• Exercise materials:
PR #174, opened 2022-04-04
Update changesets to use updateInternalDependents

amyrlam:
### :pushpin: Summary

Re: https://github.com/changesets/changesets/blob/fcf5e46d2c2b5644db08af0463dfe4c143b21a8d/packages/types/CHANGELOG.md#major-changes-1

With this change, a patch bump of flight-icons should trigger a bump of ember-flight-icons (and then design-system-components)

### :link: External links

https://app.asana.com/0/1201630204387510/1202073042122436/f

***

### 👀 How to review

Reviewer's checklist:

- [N/A] +1 Percy if applicable
- [ ] Confirm that PR has a changelog update via [Changesets](https://github.com/changesets/changesets) if needed

:speech_balloon: Please consider using [conventional comments](https://conventionalcomments.org/) when reviewing this PR.

PR #176, opened 2022-04-04
Remove Percy from ember try testing 

amyrlam:
### :pushpin: Summary

Follow-on to https://github.com/hashicorp/design-system/pull/174

***

Reviewer's checklist:

- [N/A] +1 Percy if applicable

### DIFF
--- a/packages/components/tests/acceptance/percy-test.js
+++ b/packages/components/tests/acceptance/percy-test.js
@@ -2,9 +2,16 @@ import { module, test } from 'qunit';
 import { visit } from '@ember/test-helpers';
 import { setupApplicationTest } from 'ember-qunit';
 import percySnapshot from '@percy/ember';
+import config from 'dummy/config/environment';
 
 module('Acceptance | Percy test', function (hooks) {
   setupApplicationTest(hooks);
+
+  if (config.emberTryScenario) {
+    // eslint-disable-next-line no-console
+    console.log('Not running percy in ember-try');
+    return;
+  }
 
   test('Take percy snapshots', async function (assert) {
     await visit('/foundations/elevation');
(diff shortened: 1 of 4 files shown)


amyrlam:
I think we shouldn't run Percy in ember-try: https://github.com/percy/percy-ember/issues/4, need to figure it out in GitHub Actions

amyrlam:
strangely this passes locally

amyrlam:
CI error was also on https://github.com/hashicorp/design-system/pull/177

Dhaulagiri:
[question] is percy even running during these tests? I see for the other scenarios we have to actually append `:percy` to the test invocation to have those generate snapshots for percy.

packages/components/tests/acceptance/percy-test.js
```diff
@@ -2,10 +2,17 @@ import { module, test } from 'qunit';
...
+import config from 'dummy/config/environment';
 
 module('Acceptance | Percy test', function (hooks) {
   setupApplicationTest(hooks);
 
+  if (config.emberTryScenario) {
+    // eslint-disable-next-line no-console
+    console.log('Not running percy in ember-try');
+    return;
+  }
```
amyrlam, line 14: I think we don't need this in flight since the ember-try isn't present in `packages/flight-website`

amyrlam:
@Dhaulagiri So it runs the acceptance test that runs Percy, like here on `main` https://github.com/hashicorp/design-system/runs/5820800160?check_suite_focus=true#step:5:33 (not the snapshots though) ... the console.log in this PR makes it more clear?

I guess could try to completely skip the test altogether in ember-try if desired?

Dhaulagiri (approved):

• Task item: Check how many lines in the entries contain "opened", and reply with that number alone.

• Result of the exercise: 2